* Task objective
The answer must consist only of the lines from the line with "Keystone-backed sends and" to the line with "PR #586, opened 2026-09-01", both included, exactly as they stand below.
___
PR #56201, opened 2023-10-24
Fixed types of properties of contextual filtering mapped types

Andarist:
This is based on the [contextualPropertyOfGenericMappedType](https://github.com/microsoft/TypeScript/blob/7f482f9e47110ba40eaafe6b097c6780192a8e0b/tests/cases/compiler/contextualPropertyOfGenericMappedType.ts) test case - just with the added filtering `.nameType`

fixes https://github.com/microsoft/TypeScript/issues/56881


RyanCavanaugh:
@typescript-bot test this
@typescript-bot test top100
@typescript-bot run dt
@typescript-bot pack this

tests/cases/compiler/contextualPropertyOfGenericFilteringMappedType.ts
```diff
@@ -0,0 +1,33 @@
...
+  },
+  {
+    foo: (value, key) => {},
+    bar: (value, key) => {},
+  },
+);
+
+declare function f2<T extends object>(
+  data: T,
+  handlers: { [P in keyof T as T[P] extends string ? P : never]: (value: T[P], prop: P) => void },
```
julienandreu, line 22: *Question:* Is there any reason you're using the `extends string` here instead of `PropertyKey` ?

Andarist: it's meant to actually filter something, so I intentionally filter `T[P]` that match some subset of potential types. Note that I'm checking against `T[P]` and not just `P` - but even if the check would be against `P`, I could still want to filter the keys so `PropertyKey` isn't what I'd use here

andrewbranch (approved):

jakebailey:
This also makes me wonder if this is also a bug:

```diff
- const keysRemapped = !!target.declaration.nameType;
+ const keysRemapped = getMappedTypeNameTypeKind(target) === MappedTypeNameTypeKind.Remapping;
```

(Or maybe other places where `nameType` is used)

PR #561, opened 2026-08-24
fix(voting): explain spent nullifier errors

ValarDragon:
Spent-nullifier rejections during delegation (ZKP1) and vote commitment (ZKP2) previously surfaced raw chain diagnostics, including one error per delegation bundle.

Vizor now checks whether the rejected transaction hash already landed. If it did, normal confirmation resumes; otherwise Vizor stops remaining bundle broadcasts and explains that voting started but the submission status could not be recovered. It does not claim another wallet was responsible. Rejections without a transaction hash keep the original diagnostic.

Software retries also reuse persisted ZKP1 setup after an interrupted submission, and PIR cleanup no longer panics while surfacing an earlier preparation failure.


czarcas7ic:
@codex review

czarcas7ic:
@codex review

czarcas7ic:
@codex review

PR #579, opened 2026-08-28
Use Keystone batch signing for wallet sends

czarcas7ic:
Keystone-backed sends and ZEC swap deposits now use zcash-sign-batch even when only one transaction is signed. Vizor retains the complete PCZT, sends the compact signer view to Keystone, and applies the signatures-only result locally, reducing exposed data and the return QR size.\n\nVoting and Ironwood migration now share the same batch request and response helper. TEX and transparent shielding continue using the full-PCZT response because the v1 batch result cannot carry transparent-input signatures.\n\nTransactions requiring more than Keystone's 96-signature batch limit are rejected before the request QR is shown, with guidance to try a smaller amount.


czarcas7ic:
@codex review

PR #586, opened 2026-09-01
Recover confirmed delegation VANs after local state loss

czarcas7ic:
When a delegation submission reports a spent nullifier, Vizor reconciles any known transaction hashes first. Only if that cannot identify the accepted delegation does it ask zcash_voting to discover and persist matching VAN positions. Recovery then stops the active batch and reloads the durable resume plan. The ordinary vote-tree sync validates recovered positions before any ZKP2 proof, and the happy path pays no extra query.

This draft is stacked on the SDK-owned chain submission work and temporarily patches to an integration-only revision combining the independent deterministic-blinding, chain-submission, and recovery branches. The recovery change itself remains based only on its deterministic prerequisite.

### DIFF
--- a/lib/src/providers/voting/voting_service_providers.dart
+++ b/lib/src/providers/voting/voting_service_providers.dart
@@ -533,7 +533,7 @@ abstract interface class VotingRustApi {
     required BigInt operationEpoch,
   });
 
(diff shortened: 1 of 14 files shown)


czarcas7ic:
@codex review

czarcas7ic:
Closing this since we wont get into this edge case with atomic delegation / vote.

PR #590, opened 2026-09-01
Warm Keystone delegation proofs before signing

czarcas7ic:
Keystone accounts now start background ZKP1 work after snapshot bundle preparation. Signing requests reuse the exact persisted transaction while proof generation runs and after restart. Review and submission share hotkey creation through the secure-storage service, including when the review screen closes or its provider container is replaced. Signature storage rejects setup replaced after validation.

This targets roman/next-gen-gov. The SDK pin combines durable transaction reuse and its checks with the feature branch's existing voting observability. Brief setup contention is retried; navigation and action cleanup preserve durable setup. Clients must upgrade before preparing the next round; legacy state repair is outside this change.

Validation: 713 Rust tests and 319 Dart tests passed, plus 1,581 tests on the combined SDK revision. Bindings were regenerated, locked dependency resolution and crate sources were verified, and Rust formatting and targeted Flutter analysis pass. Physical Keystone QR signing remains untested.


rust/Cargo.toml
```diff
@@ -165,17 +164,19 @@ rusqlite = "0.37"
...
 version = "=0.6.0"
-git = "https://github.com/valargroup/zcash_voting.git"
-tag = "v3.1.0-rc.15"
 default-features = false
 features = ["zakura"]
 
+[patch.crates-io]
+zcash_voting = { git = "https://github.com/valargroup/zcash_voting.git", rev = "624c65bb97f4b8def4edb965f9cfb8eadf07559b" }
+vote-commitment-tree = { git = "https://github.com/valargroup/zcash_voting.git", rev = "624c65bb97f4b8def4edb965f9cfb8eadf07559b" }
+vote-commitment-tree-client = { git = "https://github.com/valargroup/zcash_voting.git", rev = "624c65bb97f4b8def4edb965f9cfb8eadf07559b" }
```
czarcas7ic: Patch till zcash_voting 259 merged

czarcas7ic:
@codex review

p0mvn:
___
* Solution for this exercise
Keystone-backed sends and ZEC swap deposits now use zcash-sign-batch even when only one transaction is signed. Vizor retains the complete PCZT, sends the compact signer view to Keystone, and applies the signatures-only result locally, reducing exposed data and the return QR size.\n\nVoting and Ironwood migration now share the same batch request and response helper. TEX and transparent shielding continue using the full-PCZT response because the v1 batch result cannot carry transparent-input signatures.\n\nTransactions requiring more than Keystone's 96-signature batch limit are rejected before the request QR is shown, with guidance to try a smaller amount.


czarcas7ic:
@codex review

PR #586, opened 2026-09-01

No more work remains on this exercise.